I was so ridiculously inspired by Rachel’s
I seriously and officially own that I constantly justify and explain myself to others. What I mean is that I can’t just make a statement and let it stand. I feel like I need to tell why I’m making that statement, explain where I’m coming from, and make people see that this is a reasonable way for me to feel in light of past and current circumstances. Well, I’m owning that I am what I am. Sorry I’m not sorry.
I have no qualms about the fact that I am dirty and immature. I’m a bit of a pistol sometimes and the enthusiasm I bring to my perkiness in daily life I also bring to taking a bitch down a peg or two. I have faith and am a Christian but I will never go into full time ministry or be one of those “Let me tell you about my friend Jesus” people. I’m not all rainbows and butterflies. I love being the queen of TMI. (and on that note…) I’m thoroughly content in my decision to not have sex until I’m married but I don’t think that others have to wait. That’s right, I’m a Christian that thinks we make sex too big of a deal.
Sorry I’m not sorry.
I also love to dance and act totally skanky. I’m a bit of a snob when it comes to food, clothes, jewelry, alcohol, shoes, books, and a whole host of other things. I love philosophy and am a total nerd in some ways. I speak like a Valley Girl even though I’ve never lived in the Valley. My ideal of beauty is the ballerina body. I don’t always like my body or myself. I still want to cut myself sometimes. I struggle with not wanting to eat sometimes. Other times I want to get into an eating contest with a hippo. I know what my issues are and I’m working on them. I miss typos.
Sorry I’m not sorry.
I’ll never fit into any box or classification properly and I don’t care. Justifying and explaining myself has only lead to self doubt and insecurity. So, this is the last post in which I will explain myself. If you see my do otherwise, call my ass out on it.
I’m still working on my shit. Posting this in a fury of “Yes we can!” pride isn’t going to make my insecurity and self doubt go away, but it’s a step in the right direction. (It’s true, as I write this I worry what people will think of it.)

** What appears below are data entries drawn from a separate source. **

PR #584, opened 2023-05-26
[tool] Use new pub cache location for the publish command

swift-kim:
The pub cache location has changed in Dart 3.0.

This change should land as soon as possible to fix our [broken CI](https://github.com/flutter-tizen/plugins/actions/runs/5091477987).

Reference: https://github.com/flutter/packages/commit/5b7d732939860d38aeb6d255aa23713788c9833d

### DIFF
--- a/tools/lib/src/publish_command.dart
+++ b/tools/lib/src/publish_command.dart
@@ -73,10 +73,10 @@ class PublishCommand extends PackageLoopingCommand {
   static const String _pubCredentialName = 'PUB_CREDENTIALS';
 
   @override
-  String get name => 'publish';
+  final String name = 'publish';
 
   @override
-  String get description => 'Attempts to publish the given packages to pub.\n'
+  final String description = 'Attempts to publish the given packages to pub.\n'
       'If running this on CI, an environment variable named $_pubCredentialName must be set to a String that represents the pub credential JSON.\n'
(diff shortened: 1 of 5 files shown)


tools/lib/src/publish_command.dart
```diff
@@ -256,51 +256,52 @@ Safe to ignore if the package is deleted in this commit.
...
     }
   }
+  if (configHome != null) {
+    configDir = path.join(configHome, 'dart');
+  }
 
-  if (cacheDir == null) {
-    printError('Unable to determine pub cache location');
+  if (configDir == null) {
+    printError('Unable to determine pub con location');
```
bbrto21, line 302: I think `config` or `conf` is helpful for understanding.

```suggestion
    printError('Unable to determine pub config location');
```

bbrto21 (approved):

tools/lib/src/publish_command.dart
swift-kim: I noticed but I wanted to keep the original code as it is :)

https://github.com/flutter/packages/blob/4a5cc3e6947b2b9840d7d810fe310e00726803fb/script/tool/lib/src/publish_command.dart#L459

bbrto21: OK :)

I’ve justified and explained the hell out of myself and now I’m done. None of you asked for the explanations, it was just me projecting my own shit. So, I guess that I’m really saying to myself as much as to the world, sorry I’m not sorry.
Sorry I’m not sorry Kendra but you are who you are. Own it. Stop being a little bitch. Nobody likes the little whiny kid begging for approval.